_Your objective:_ Give back the data below exactly as it was given.

_Data for this task:_
Issue #2881, opened 2013-09-18
CGridView sometimes ignores filter change after ajax update


MonkeyMaster:
It happens when CGridView has both text field and dropdown filters.
1. Enter text and press ENTER - grid updates (eventType is now 'keydown')
2. Select an option - grid does not update! ('change' event is ignored because eventType is still set to 'keydown'. after that eventType is changed to '')
3. select another option - grid updates

So eventType must be reset after each grid ajax update.

My solution:
```js
var data = $('#' + id).data();
if (event.type === 'keydown') {
    if (event.keyCode !== 13) {
        return; // only react to enter key
    } else {
        data.eventType = 'keydown';
    }
} else {
    // prevent processing for both keydown and change events
    if (data.eventType === 'keydown') {
        data.eventType = '';
        return;
    }
}
```

PR #3401, opened 2014-06-06
Prevent processing for both keydown and change events on the same element

sivir:
Hello! This fix checks that keydown and change event prevented only on the same element. It fixes bug, that can be reproduced this way:
1. Create filter for to field, one filter must be text input, other must be checkbox
2. Open any version of Firefox
3. Input text for search in text field end press Enter. At this moment this script will set variable eventType to 'keydown'
4. Click on checkbox. Filter won't run, because eventType is 'keydown', even though change event called by another element.
I think, it's related to bug #2881 too.


sivir:
Is there anybody who can merge it?

samdark:
Yes, we can :)

samdark:
Merged https://github.com/yiisoft/yii/commit/8c30239dce366a70bc7486cd605c00c4938f0c9e Thanks!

_Result:_
Issue #2881, opened 2013-09-18
CGridView sometimes ignores filter change after ajax update


MonkeyMaster:
It happens when CGridView has both text field and dropdown filters.
1. Enter text and press ENTER - grid updates (eventType is now 'keydown')
2. Select an option - grid does not update! ('change' event is ignored because eventType is still set to 'keydown'. after that eventType is changed to '')
3. select another option - grid updates

So eventType must be reset after each grid ajax update.

My solution:
```js
var data = $('#' + id).data();
if (event.type === 'keydown') {
    if (event.keyCode !== 13) {
        return; // only react to enter key
    } else {
        data.eventType = 'keydown';
    }
} else {
    // prevent processing for both keydown and change events
    if (data.eventType === 'keydown') {
        data.eventType = '';
        return;
    }
}
```

PR #3401, opened 2014-06-06
Prevent processing for both keydown and change events on the same element

sivir:
Hello! This fix checks that keydown and change event prevented only on the same element. It fixes bug, that can be reproduced this way:
1. Create filter for to field, one filter must be text input, other must be checkbox
2. Open any version of Firefox
3. Input text for search in text field end press Enter. At this moment this script will set variable eventType to 'keydown'
4. Click on checkbox. Filter won't run, because eventType is 'keydown', even though change event called by another element.
I think, it's related to bug #2881 too.


sivir:
Is there anybody who can merge it?

samdark:
Yes, we can :)

samdark:
Merged https://github.com/yiisoft/yii/commit/8c30239dce366a70bc7486cd605c00c4938f0c9e Thanks!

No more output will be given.